Prospek wisata budaya dalam era global semakin cerah. Hal ini dapat dilihat adanya kecenderungan global kepariwisataan, dimana wisata sosial budaya kedepan akan menjadi pilihan para wisman dan menjadi daya tarik yang handal dalam mengembangkan potensi dimasing-masing daerah (Nirwandar, 2006;1). Secara umum Nirwandar (2006;9) menguraikan akan kekuatan, kelemahan dan peluang pembangunan kepariwisataan Indonesia. Kekuatan wisata sosial budaya Indonesia diantanya; kaya akan pernak-pernik budaya, kaya akan daya tarik alamnya, keragaman aktifitas wisata, lokasi wisata bahari terabaik di dunia, kaya akan jenis dan ragam kuliner dan kemajmukan akan kehidupan masyarakatnya. Namun di sisi lain wisata sosial budaya Indonesia juga memiliki banyak kelemahan diantaranya; pengemasan daya tarik wisata, terbatasnya diversifikasi produk, lemahnya pariwisata destinasi pariwisata, kualitas pelayanan wisata, disparitas pembangunan kawasan pariwisata, interpretasi-promosi dan komunikasi pemasaran, kualitas sumber daya manusia dan kondisi keamanan. Hal senada juga diungkapkan oleh Nirwanda, bahwa setiap daerah telah memiliki peluang dalam pengembangan wisata sosial budaya, yaitu dengan keramahtamahan penduduk, kemajmukan masyarakat dan jumlah penduduk yang dapat berperan serta dalam kepariwisataan. Peluang di atas sampai sekarang tampaknya masih menjadi pusat perhatian, karena peluang yang ada masih menjadi kendala dalam mengembangkan wisata sosial budaya di tiap-tiap daerah dalam era otonomi daerah.

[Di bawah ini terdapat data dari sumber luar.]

PR #167, opened 2018-05-22
Adding Async at end of async API functions

jasonsandlin:


matt-vanderkolk:
Do iOS files need to be updated as well?

jasonsandlin:
I updated http_ios.mm.  Maybe I missed some?  I'll check again

---
In reply to: [391117219](https://github.com/Microsoft/libHttpClient/pull/167#issuecomment-391117219) [](ancestors = 391117219)

jasonsandlin:
looks fine to me.  I updated ios_websocket.cpp already

---
In reply to: [391117620](https://github.com/Microsoft/libHttpClient/pull/167#issuecomment-391117620) [](ancestors = 391117620,391117219)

Selaras dengan Rencana Strategis Pembangunan Kebudayaan dan Kepariwisataan Nasional tahun 2005-2009, sektor kepariwisataan telah diarahkan sebagai penopang ekonomi Indonesia ke depan. Hal senada juga dilakukan oleh Pemerintah Proponsi Jawa Tengah, dimana sektor kepariwisataan merupakan sektor penting dalam membangun Jawa Tengah kedepan. Berdasarkan latar belakang di atas, perlu-kiranya diciptakan model keterlibatan masyarakat secara utuh dalam mengembangkan wisata sosial budaya sebagai aset proses dan produk dalam era otonomi daerah yang telah berjalan selama ini. Dalam model yang ditawarkan oleh Nirwandar (2006) tentang pembangunan sektor pariwisata di era otonomi daerah perlu dicermati. Dalam konsepnya menawarkan paradigma baru dalam pembangunan kepariwisataan dimana kepariwisataan daerah diusung dalam tujuh pilar yaitu; pariwisata sebagai persatuan dan kesatuan bangsa, penghapusan kemiskinan, pembangunan berkesinambungan, pelestarian budaya, pemenuhan kebutuhan hidup dan hak azasi manusia, peningkatan ekonomi industri, dan pengembangan tekonologi.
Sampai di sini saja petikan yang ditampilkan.